# What's the best plow kit for an ATV?



## sn95vert (Nov 15, 2009)

Looking to pick up a forman 500 or something similar for my snow plowing business and looking into plows. What's the best plow out there? I'm looking at the Cycle Country V Force . Anyone have any suggestions for me?


----------



## sublime68charge (Dec 28, 2007)

I would say Moose as will some other's round here. 60" 

but I don't know much about the CC V force

sublime out


----------



## sublime68charge (Dec 28, 2007)

just looked up the V force, and having a V plow with remote control of the wings would seem to be a mighty tempting thing to have.

I wonder how they hold up to abuse of plowing though?

Many who have had the V blade have made comments about how they dont seem to hold up very good though that was the manual postion adjust ment bars. Now with thouse replaced by something else?

telll ya what you buy the V-force set up abuse the system all season long and then post back how well it does LOL


----------



## mercer_me (Sep 13, 2008)

I just looked at the Cycle Country V Force on the Cycle Country web site and it looks realy nice. A 60" Cycle Country V Force would work good on your ATV IMO.


----------



## bullseye (Dec 13, 2009)

*Moose County Plow*

I have a 2008 Honda 420 ES and use a Moose County plow. I really like it !!! My last quad (2003 Honda 350 ES) also had a Moose County plow.
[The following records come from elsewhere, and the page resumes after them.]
PR #781, opened 2019-12-05
Clarify auth server time requirements and queryTime

SimonWoolf:
In the end Paddy decided against making the time offset static, so for now (pre-jwt), the only actions are docs clarifications re auth server time syncing and client lib instance sharing with queryTime


mattheworiordan:
> In the end Paddy decided against making the time offset static

Why?

SimonWoolf:
>> In the end Paddy decided against making the time offset static

> Why?

cc @paddybyers for a definitive answer. (I believe something along the lines of: it did used to be static in ably-java, he then made it an instance variable because having it static was screwing up the tests for some reason)

PR #785, opened 2019-12-31
Add more explanation of bulk publishing limits

SimonWoolf:


content/rest-api/beta.textile
```diff
@@ -30,6 +30,8 @@ This means that caller can usually make the call and have access to the success
 
 All batch-mode api calls are limited to addressing at most 100 different channels per request.
 
+All POST/PUT requests (such as bulk publish) are subject to a maximum request body size of 2MB.
```
mattheworiordan: I think @POST@ and @PUT@ should be styled as code blocks IMHO

mattheworiordan: We use `MiB` style for byte sizes unilaterally to avoid confusion in some instances where `MB` can mean 2000 KiB or can also mean 2048 KiB.  We had a big discussion on this before, but sadly I can't find a link to it.

content/rest-api/beta.textile
```diff
@@ -109,6 +111,10 @@ There is an obvious mapping from the request body to the array of individual pub
 
 The 100 channel limit caps the total number of _different_ channels in the request, irrespective of how they are arranged. So if the same channel name occurs in multiple @BatchSpec@ objects in a single requests, it will contribute only one channel towards the limit.
 
+The @messages@ array of each @BatchSpec@ is treated atomically (for each channel), and so subject to the usual "max message size limits":https://support.ably.io/support/solutions/articles/3000035792 — the total size of all @Messages@ in the array must be less than the limit (64kB for paid accounts, 16kB for free accounts). If the total number of messages you want to publish to one channel adds up to more than that, you can just split the messages for that channel up into multiple batchspecs. All you lose is atomicity (that is, it is then possible that the @Messages@ from one batchspec will be accepted, and the other rejected).
```
mattheworiordan: `KiB` as opposed to `kB`

content/rest-api/beta.textile
mattheworiordan: I found what we documented, if you look in our doc ["Ably Realtime Copy Guidelines & Dictionary"](https://docs.google.com/document/d/1elqHBcMoNk3cOkxcJtd-t4v8WW55d3EfBVRYvT88mvQ/edit), there is a section:

Bandwidth and storage uses the [IEC standard](https://en.wikipedia.org/wiki/IEC_60027) always to avoid ambiguity.  Therefore, we use bytes, KiB, MiB, GiB, and TiB.  We never use KB, GB, TB as one KB can mean 1,000 bytes or 1,024 bytes.  See [internal discussion](https://github.com/ably/website/issues/1597).

PR #788, opened 2020-01-07
Add RTL6d7: no bundling if realtime message id set

SimonWoolf:
Fixes https://github.com/ably/docs/issues/787

ably-js implementation: https://github.com/ably/ably-js/pull/623

TODO: open issues for any realtime client lib that does bundling-while-disconnected (not sure which of them do)

### DIFF
--- a/content/client-lib-development-guide/features.textile
+++ b/content/client-lib-development-guide/features.textile
@@ -518,6 +518,7 @@ h3(#realtime-channel). Channel
 *** @(RTL6d4)@ Messages can only be bundled together if they are of the same type (that is, @Message@ versus @PresenceMessage@)
 *** @(RTL6d5)@ Only contiguous messages in the queue can be bundled together. For example, if the user publishes three messages, A, B, and C, of which A and C could be bundled together under @RTL6d1-4@ but B could not, then no bundling should occur
 *** @(RTL6d6)@ The order of messages in the resulting @ProtocolMessage@ Messages must match the publish order. For example, if the user publishes @Message@ D, then the @Message@ array [E, F], then @Message@ G, the final @messages@ array should be [D, E, F, G]
+*** @(RTL6d7)@ Messages must not be bundled if any have had had their @Message.id@ property set
 ** @(RTL6e)@ Unidentified clients using "Basic Auth":https://en.wikipedia.org/wiki/Basic_access_authentication (i.e. any @clientId@ is permitted as no @clientId@ specified):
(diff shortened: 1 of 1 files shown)


mattheworiordan:
I can't help feeling we are adding a whole lot of complexity with bundling that could simply be avoided by disabling bundling completely in the realtime libs, with I expect near on no meaningful impact for our users.  Is this perhaps a rare opportunity to remove bundling and simplify our spec?

SimonWoolf:
> Is this perhaps a rare opportunity to remove bundling and simplify our spec?

It does give a genuine benefit, albeit for a fairly niche use-case: consider someone publishing 10 tiny messages per second (eg regular gps updates) who's disconnected from the internet for 30s. Without bundling, on reconnection they'd try to publish 300 messages at once and get throttled (not to mention cause a bit of an instantaneous load spike on the connection & channel). With bundling, those will all be nicely bundled up into one (or two or three) protocolmessages, which go through easily. Plus 1 protocolmessage with 300 messages is much more bandwidth-friendly on the subscribers than 300 protocolmessages. 

If we were starting fresh now, then I agree, I don't think we'd bother with it. But given it's already there in ably-js it seems a shame to actively remove it. (Unless/until we need to rewrite it or something, but this is a pretty small change - https://github.com/ably/ably-js/pull/623 ).

When writing RTL6d I did deliberately use '`may`', so it's optional for client libraries (`Messages that have been queued may be sent in a single ProtocolMessage by bundling them...`). It probably wouldn't be worthwhile for any client libs other than the most popular ones in intermittent-connectivity environments (ie js, android, and ios) to implement it.

Previously very briefly discussed in https://github.com/ably/realtime/issues/603

mattheworiordan:
> It does give a genuine benefit, albeit for a fairly niche use-case

Well quiet.  That's my point I suppose.  We can imagine lots of use-cases I am sure to justify any feature we provide :)

> If we were starting fresh now, then I agree, I don't think we'd bother with it. But given it's already there in ably-js it seems a shame to actively remove it.

Sure, but that approach doesn't scale.  One has to be bold to simplify 💪

paddybyers:
I'd be ok with removing bundling. In the example you gave, a client shouldn't be generating messages routinely and periodically whilst disconnected. I'm ok in this case advising the customer that they should be taking notice of connection state if their publishing comprises status updates that are always superseded within a short period of time.

SimonWoolf:
After discussion with Paddy and Quintin, resolving this for now with https://github.com/ably/docs/pull/788/commits/5ae9b4937b4a7adffc35781952337692adf046c9 (stating that while the protocol permits bundling (and outlining the requirements if it is to be done), client libs [should not](https://tools.ietf.org/html/rfc2119) in general do it).

PR #794, opened 2020-01-13
Made it clearer that a token needs to be renewed when requesting one

### LINKED ISSUE #775: Customer feedback: make it clearer that authCallback should fetch a fresh tokenRequest each time
A customer was fetching a tokenRequest from the auth server before initing the client, and then specifying an`authCallback` of `(_, cb) => cb(null, tokenRequest)`. After I explained that the authCallback had to fetch a new, fresh token/tokenRequest each time, I asked if we could have made the docs on this clearer. Their response:

> Just for some context, I joined the project rather late and did a partial rewrite of the client.
> Having said that, docs can probably be improved. Under the client library SDK section, authentication seems split between the Authentication and Constructor sections. I just noticed that API reference is listed at the bottom of the page. I don’t see my method of authentication there because I only see the explicit auth methods on the SDK. I can see there’s an authCallback property but I have to wonder if this is the same as the one in ClientOptions on the other page. It’s disjointed.
> More specifically, it says “which is called when a new Ably-compatible token is required” which doesn’t make it clear that this will be called multiple times. This would be a good time to call out why tokens should not be kept in memory on the client. Again, I inherited the code and this option was already used so I am working backwards rather than forwards as the docs kind of assume.

(There may be an element of the current docs assuming that it's obvious just from the fact that it's a callback that it may be called multiple times and shouldn't just return the same thing each time, as if not, it could just take a token request rather than a callback. But things which are obvious to us may well not be to a new customer: https://en.wikipedia.org/wiki/Illusion_of_transparency )

tomczoink:
fixes #775


content/types/_auth_options.textile
```diff
@@ -19,9 +19,9 @@ h4.
...
...back(err, tokenOrTokenRequest))@</span><span lang="java">@TokenCallback@ instance</span><span lang="python">callable (eg a lambda)</span><span lang="ruby">proc / lambda (called synchronously in REST and Realtime but does not block EventMachine in the latter)</span> which is called when a new Ably-compatible token is required. The token returned should be different each time it's called. The role of the callback is to _new_ one of the following: an Ably Token string (in plain text format); a signed "@TokenRequest@":/realtime/types#token-request ; a "@TokenDetails@":/realtime/types#token-details (in JSON format); an "Ably JWT":/core-features/authentication#ably-jwt. These may be submitted automatically by the library to the "Ably REST API @requestToken@":/rest-api#request-token. See "an authentication callback example":<%= JsBins.url_for('authentication/auth-callback') %> or "our authentication documentation":/rest/authentication for details of the Ably TokenRequest format and associated API calls.<br>__Type: <span lang="default">@Callable@</span><span lang="java">@TokenCallback@</span><span lang="ruby">@Proc@</span><span lang="csharp">@Func<TokenParams, Task<TokenDetails>>@</span>__
```
SimonWoolf: > `The role of the callback is to _new_ one of the following`

verb?

SimonWoolf: > `The role of the callback is to _new_ one of the following`

verb?

SimonWoolf:
Added some [more wording tweaks](https://github.com/ably/docs/pull/794/commits/3810508b2b676c1040f7cf787d1137efad3fddb4), and copied the wording across to client_options as well.

(@tomczoink do you want to have a go at DRYing up the shared bits of auth_options and client_options? there's lots of duplication, and this isn't the first time one of them's been updated without the other)

tomczoink:
Good point on the duplication, I'll create an issue on it now and implement it this week.

PR #798, opened 2020-01-16
Recover missing "set up APNs" step in iOS push activation instructions. 

tcard:
This paragraph was gutted at some point and it refers to a "now" after
a "set up APNs" instruction that isn't there anymore. So, bring it back.


tcard:
Can somebody merge this? I'm not authorized.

It works really well on driveways and sidewalks as you can really throw the snow with a little speed behind you. ( Remember - know your terrain !!! ) I've used mine now for two winters with no problems ! My Dad now has my old '03 and neither him or I had problems with the plow and it has pushed LOTS of snow as I used it for business and he lives on a acreage and plows pathways to everything. He evens plows his neighbours driveway, too !
Just my 2 cents !!


----------



## no1 bigdaddy (Dec 13, 2009)

I really like the Swisher plow system. You won't find a heavier gauge steel on any other plow system to my knowledge. The one drawback is it's 50" width but you can overcome that with a set of wings. With a winch mount you can lift it as high as 24". also the mount makes it a very sturdy setup by having the attachment point at the rear hitch


----------



## skywagon (Nov 13, 2008)

sublime68charge;902419 said:
 

> I would say Moose as will some other's round here. 60"
> 
> but I don't know much about the CC V force
> 
> sublime out


Moose all rhe way!!!!


----------



## WayneSnow (Nov 27, 2009)

Cycle country works great, take a look at all their plows!!


----------